**AIM OF THE EXERCISE**
Report back each line of the records that contains the string "tabs".

··· RECORDS FOR THIS TASK ···

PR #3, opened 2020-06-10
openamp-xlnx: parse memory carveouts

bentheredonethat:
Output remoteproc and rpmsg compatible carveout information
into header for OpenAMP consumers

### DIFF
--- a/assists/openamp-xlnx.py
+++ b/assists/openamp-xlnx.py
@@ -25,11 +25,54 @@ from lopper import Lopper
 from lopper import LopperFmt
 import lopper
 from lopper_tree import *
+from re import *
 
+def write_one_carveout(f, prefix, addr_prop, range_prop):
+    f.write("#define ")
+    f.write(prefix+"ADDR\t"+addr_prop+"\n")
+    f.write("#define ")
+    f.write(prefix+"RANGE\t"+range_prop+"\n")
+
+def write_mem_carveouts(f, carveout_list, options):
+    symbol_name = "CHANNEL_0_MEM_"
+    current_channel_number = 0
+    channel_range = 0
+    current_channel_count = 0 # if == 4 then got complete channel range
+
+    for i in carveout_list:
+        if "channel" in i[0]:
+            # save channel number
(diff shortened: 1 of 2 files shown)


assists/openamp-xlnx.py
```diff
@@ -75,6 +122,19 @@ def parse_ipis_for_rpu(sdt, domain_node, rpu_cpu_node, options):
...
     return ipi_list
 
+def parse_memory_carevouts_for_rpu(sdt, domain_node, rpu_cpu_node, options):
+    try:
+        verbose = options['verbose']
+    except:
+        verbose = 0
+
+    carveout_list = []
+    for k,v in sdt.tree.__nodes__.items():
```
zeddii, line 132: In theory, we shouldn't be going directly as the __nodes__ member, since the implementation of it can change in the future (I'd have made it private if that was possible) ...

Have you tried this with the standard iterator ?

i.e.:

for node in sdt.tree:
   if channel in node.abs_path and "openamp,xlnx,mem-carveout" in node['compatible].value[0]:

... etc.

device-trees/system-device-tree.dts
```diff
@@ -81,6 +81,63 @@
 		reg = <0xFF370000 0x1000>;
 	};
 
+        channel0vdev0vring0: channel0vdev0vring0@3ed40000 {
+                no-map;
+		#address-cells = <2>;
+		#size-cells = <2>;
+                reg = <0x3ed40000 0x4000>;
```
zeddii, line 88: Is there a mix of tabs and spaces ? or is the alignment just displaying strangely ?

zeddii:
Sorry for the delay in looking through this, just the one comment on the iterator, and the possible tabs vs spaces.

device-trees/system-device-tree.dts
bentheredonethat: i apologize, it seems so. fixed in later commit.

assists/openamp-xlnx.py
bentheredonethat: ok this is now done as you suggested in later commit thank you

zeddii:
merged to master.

···
··· RECORDS FOR THIS TASK ···

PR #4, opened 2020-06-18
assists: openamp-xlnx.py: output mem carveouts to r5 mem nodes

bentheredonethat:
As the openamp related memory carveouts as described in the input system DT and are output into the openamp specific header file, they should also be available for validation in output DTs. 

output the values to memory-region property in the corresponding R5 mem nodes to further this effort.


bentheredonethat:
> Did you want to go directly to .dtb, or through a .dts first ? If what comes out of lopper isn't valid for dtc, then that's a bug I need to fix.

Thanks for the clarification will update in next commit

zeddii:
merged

···

**ANSWER TO THE PROBLEM**
zeddii, line 88: Is there a mix of tabs and spaces ? or is the alignment just displaying strangely ?
Sorry for the delay in looking through this, just the one comment on the iterator, and the possible tabs vs spaces.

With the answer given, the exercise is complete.